Rosoki (Росоки) is a village in the municipality of Mavrovo and Rostuša, North Macedonia.

==History==

Rosoki (Radosaç) is attested in the Ottoman defter of 1467 as a village in the ziamet of Reka which was under the authority of Karagöz Bey. The village had a total of 4 households and the anthroponymy attested was mixed Albanian-Slavic in character, with instances of Slavicisation, e.g Lekë Likarovići.

The entire Christian population of the village is under the rule of Bulgarian Exarchate. According to the Secretary of the Exarchate Dimitar Mishev ("La Macédoine et sa Population Chrétienne”) in 1905 there were 600 Bulgarian Exarchists in Rosoki and a Bulgarian school operated in the village.
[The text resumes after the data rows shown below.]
PR #11, opened 2018-11-08
js-dom-task by feroxes

feroxes:
### js-dom-task

[Demo](https://feroxes.github.io/DOM_practical_task/) |
[Code base](https://github.com/feroxes/DOM_practical_task)

Please, review.


submissions/feroxes/js-dom/js/script.js
```diff
@@ -0,0 +1,75 @@
+function SuperHero(name, disc, img) {
+    this.name = name;
+    this.disc = disc;
+    this.img = img;
+}
+
+let ironMan = new SuperHero('Iron Man', 'Iron Man is a fictional superhero appearing in American comic books published by Marvel Comics. The character\n' +
```
zonzujiro: Instead of `'a' + 'b'` you can use [template literal](https://developer.mozilla.org/en-US/docs/Web/JavaScript/Reference/Template_literals)

submissions/feroxes/js-dom/js/script.js
```diff
@@ -0,0 +1,75 @@
...
+    let childrenList = e.target.parentElement.children;
+    console.log(childrenList);
+
+    for(let i = 0; i < childrenList.length; i++){
+        childrenList[i].className = '';
+    }
+    e.target.className = 'checked';
+    
+    if(e.target.innerHTML === 'Iron Man'){
+        content.children[0].innerHTML = ironMan.name;
```
zonzujiro: Relying on order of children is a bad practice. In some time the designer, or client, or another developer, can add new elements and this changes will break your code.

Better use some sort of selectors and find elements with `querySelector`, `getElementById`, etc.

Pls, read about [DRY](https://en.wikipedia.org/wiki/Don%27t_repeat_yourself). You can reduce the amount of repeated code by moving your `innerHtml` logic to separate function, saying `addParametersToHero`.

Also, IMO, you should do this inside your class :)

zonzujiro:
Correct me if I wrong, but you need to add screenshots, according to [description](https://github.com/kottans/frontend/blob/master/tasks/js-dom.md) of task

submissions/feroxes/js-dom/js/script.js
feroxes: all done

submissions/feroxes/js-dom/js/script.js
```diff
@@ -0,0 +1,75 @@
...
+function changeMenu(e) {
+    let childrenList = e.target.parentElement.children;
+    console.log(childrenList);
+
+    for(let i = 0; i < childrenList.length; i++){
+        childrenList[i].className = '';
+    }
+    e.target.className = 'checked';
+    
+    if(e.target.innerHTML === 'Iron Man'){
```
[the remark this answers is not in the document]
feroxes: Done

submissions/feroxes/js-dom/js/script.js
```diff
@@ -0,0 +1,75 @@
...
+        content.children[0].innerHTML = ironMan.name;
+        content.children[1].innerHTML = ironMan.disc;
+        content.children[2].outerHTML = `<img src=`+ ironMan.img +`>`;
```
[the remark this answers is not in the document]
feroxes: Done.

submissions/feroxes/js-dom/js/script.js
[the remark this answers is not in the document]
feroxes: don't quite understand how to implement it

feroxes: used template literal

submissions/feroxes/js-dom/js/script.js
```diff
@@ -0,0 +1,71 @@
+function SuperHero(name, disc, img) {
+    this.name = name;
+    this.disc = disc;
+    this.img = img;
+    this.addParametersToHero = function(){
+        document.getElementById('hero__name').innerHTML = this.name;
+        document.getElementById('hero__discription').innerHTML = this.disc;
+        document.getElementById('hero__img').outerHTML = `<img id = 'hero__img' src=`+ this.img +`>`;
```
IgorKurkov: Please, use back ticks (template string) properly. You use it twice and add some concatenation instead of interpolation  syntax for instance:
\`${variable}\`
[specification of back ticks here](https://developer.mozilla.org/ru/docs/Web/JavaScript/Reference/template_strings)

OleksiyRudenko:
@feroxes , please, title this and future PRs so that titles give better idea of what is inside.

In the most of the cases we add some files, so stressing on this fact is not really informative.

Thank you.

submissions/feroxes/js-dom/js/script.js
feroxes: Done!

feroxes:
All done!

OleksiyRudenko:
@IgorKurkov Please, review changes when you have a spare minute.

feroxes:
is it all right?

zonzujiro:
IMO, it is ok for now :)

feroxes:
Yuhuuu, thank`s))

submissions/feroxes/js-dom/js/script.js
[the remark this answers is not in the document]
AMashoshyna: Sorry for late reply, missed this comment.
What I meant was something like this:
```javascript
const ironManData = {
    name: 'Iron Man',
    legend: 'Iron Man is a fictional superhero appearing in American comic books'
};

let ironMan = new SuperHero(ironManData.name, ironManData.legend);
```

This looks more readable to me. But your solution is fine, this is just an idea.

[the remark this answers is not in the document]
zonzujiro: Also, I want to add to words of @AMashoshyna. You can write like this, also:

```javascript
let ironMan = new SuperHero(ironManData);

class SuperHero {
  constructor({ name, legend }) {
    // do something
  }
}
```

It will add some magic to your code - I will not understand on what **exact** arguments relay your constructor, but sometimes such stuff can be useful if you need to pass many parameters, which is more than 3 or pass optional parameters, or you just don't care about this caveat in some case.

PR #14, opened 2018-11-10
task-6 js-dom finished

linkqwd:
### task-6 js-dom

[Demo](https://linkqwd.github.io/cake-menu/)
[Code base](https://github.com/linkqwd/cake-menu)

Please, review.


AMashoshyna:
Hi!
Great job! You found a workaround to load JSON files and your layout looks nice on mobile browser.
What I would suggest to improve. Consider your application as combination of data and representation. Data in your case is texts (dessert titles and descriptions). Everything else is representation (how the data is displayed and how it behaves, for example, reacts to user clicks). Those two things (data and presentation) may change independently. For example, the client decides on redesign or adds new items to desserts list.
What you don’t want to do is to mix data and presentation. I your case this means including html tags and css classes into your json with data. Normally you would receive data from server and in case if application design changes you would need to change both client and server side.
In your data you have two arrays (titles and contents) and rely on the order of item. This is rather unusual. A more usual approach would be to get an array of items containing both title and content each. Try to rearrange as follows:

```
{
    "data": [
        {
            "title": "Carrot cake sweet roll",
            "description": "Carrot cake sesame snaps sweet roll. Chocolate bar sugar plum dessert tart",
        },
        {
            "title": "Powder oat cake marzipan brownie cake lollipop",
            "description": "…..."
        }
    ]
}
```

Also, please see my comments in code.

submissions/linkqwd/task-6_js-dom/js/main.js
```diff
@@ -0,0 +1,64 @@
...
+/////// handling events
+
+var listItems = document.querySelectorAll('.action-menu__list-item'),
+    contentItems = document.querySelectorAll('.action-menu__content-item');
+    activeListItem = '.action-menu__list-item_state_active';
+    activeContentItem = '.action-menu__content-item_state_active';
+
+listItems.forEach(function (el, index) {
+    el.addEventListener('click', function () {
+        deactivePrevItem(activeListItem);
```
AMashoshyna: Written this way you create a new function on every array iteration. Please out this function i a variable and pass this variable to `addEventListener`.

submissions/linkqwd/task-6_js-dom/js/main.js
```diff
@@ -0,0 +1,64 @@
...
+        deactivePrevItem(activeContentItem);
+        activateItem(this, index);
+    });
+});
+
+function deactivePrevItem(item) {
+    var itemToRemove = document.querySelector(item);
+    itemToRemove.classList.remove(item.slice(1));
```
IgorKurkov: about .slice(1) when you try to slice a dot - already described in previous comment

submissions/linkqwd/task-6_js-dom/js/main.js
```diff
@@ -0,0 +1,64 @@
...
+    }();
+}();
+
+var headingsHolder = document.querySelector('.action-menu__list'),
+    contentHolder = document.querySelector('.action-menu__content');
+
+for (var key in data) {
+    createFragments(key, data[key]);
+}
+
```
IgorKurkov: here first you can declare some function which will build `document.element` with `TAG, class, src`, or some else data received from your json, then build an array of elements and after that make your adjacent injection

linkqwd:
Greetings!
Thanks for reviewing my code. Your help is strongly appreciated :)
I rewrote most parts of the code considering your feedback. Hope I understood you right and did better job this time.
So in this attempt my general goals were to rebuild JSON file and make parts of code more independent one from another as well as data and presantation parts of this app.
I struggled alot with organizing JSON, my first attempt (before review) was looking something like this: http://joxi.ru/brRG57WFJbWQqm so then I decided to keep things as simple as possible, at least for start, and put content just in a string.

submissions/linkqwd/task-6_js-dom/js/main.js
linkqwd: Unfortunately i couldn't find solution to this problem;
Since I want to pass arguments in function which I use for addEventListener, i have to use anonymous function (or callback, not sure which is right) and then invoke function with desired agruments.
I guess, I could do the same using closures, but I guess it wouldn't help with this issue, coz a new lexical environment with it's own variables would be created for each function invoke?

Also, I could use event delegation to avoid that problem, but that would make my code much  bigger and complicated, at least with my current skill of coding.

linkqwd:
> ... So when I see a variable named with a verb I expect that the variable contains a function, but it doesn't, it contains function invocation result. Please check your code for such cases. You can put function in a variable, then call it and put the result into another variable, for example.

Done

AMashoshyna:
Oh, the last important thing. Take a look a function `setupSelectors`. Every time this function is called you code performs an expensive operation of querying the DOM. This function is part of click handler and will be called many times. However your data is static and the DOM elements will therefore not going to change, so calling `setupSelectors` makes no sense. I suggest you put DOM elements into `selectors` variable directly and access it from your handler.

linkqwd:
Done. 
Also, tried to implement eventDelegation to handle events, so I could solve this issue:
```
Written this way you create a new function on every array iteration. Please out this function i a variable and pass this variable to addEventListener.
```
I did strange thing on 85 line, because I need to know ordinal number of clicked element so I could activate appropriate descriptionItem (my solution with layout forced me to do this);
That would be cool if you point out how it's possible to avoid loop in this case, or it's normal practice?
Thanks

AMashoshyna:
@linkqwd very inventive solution =)

You can put an id on every `li` element. Yes, I said that we don't want to keep our data in DOM, but ids are ok and generally accepted. Normally when you get an array of items from server, those items have unique ids. For this case you can either add some id to your data, or go simple and use array index as id. So, on line 78, when you find nearest `li` element to click target, you can get this `li`'s id and it will be your ordinal number.

PR #16, opened 2018-11-16
Task DOM - completed

MitchfFirstGit:
### Document Object Model

[Demo](https://mitchffirstgit.github.io/site/) |
[Code base](https://github.com/MitchfFirstGit/site)

Please, review.


yenobi:
Okay, your solution solves the initial goal of a task, but let's make it way more prettier.

About markup:
- read [this](http://html5doctor.com) and try to make a habit to use html5 tags such as [nav](http://html5doctor.com/element-index/#nav) for navigation or [main](http://html5doctor.com/element-index/#main-desc) for the main content.

About CSS:
- global styles for the whole page is a bad habit, better set to zero margins and paddings only on blocks, where you really need this.
- try not to use tags for styling, because you can accidentally add them to places where you don't want to, use classes instead
- to make styles easier to read move all the responsive styles to the bottom of CSS-file

About js:
- try not to use id-getting, better use unique, meaningful classes / data-attributes and querySelector-method
- you can pass the name of a programmer from the event if addEventListener will be on each of list items instead of the whole list (hint: data-attributes / content of list item / identification key). this will remove cycle from your code and make it more straightforward.
- try to make logic blocks inside your script. Rearrange script with firstly removing old content and only then getting and inserting the new one
- Removing and Adding elements to the DOM is a too expensive operation, you can only change the value inside DOM elements to render different info about programmers. Investigate how to do this and implement, please.

zonzujiro:
@yenobi oi! Pls, can you take a look at changes when you will have a free time?

zonzujiro:
It is ok for now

According to statistics from the newspaper Debarski Glas in 1911 in Rosoki there were 46 Bulgarian Exarchate houses.

In statistics gathered by Vasil Kanchov in 1900, the village of Rosoki (Raosoki) was inhabited by 450 Christian Bulgarians.

==Demographics==

As of the 2021 census, Rosoki had 1 resident with the following ethnic composition:
- Macedonians 1

According to the 2002 census, the village had a total of 0 inhabitants.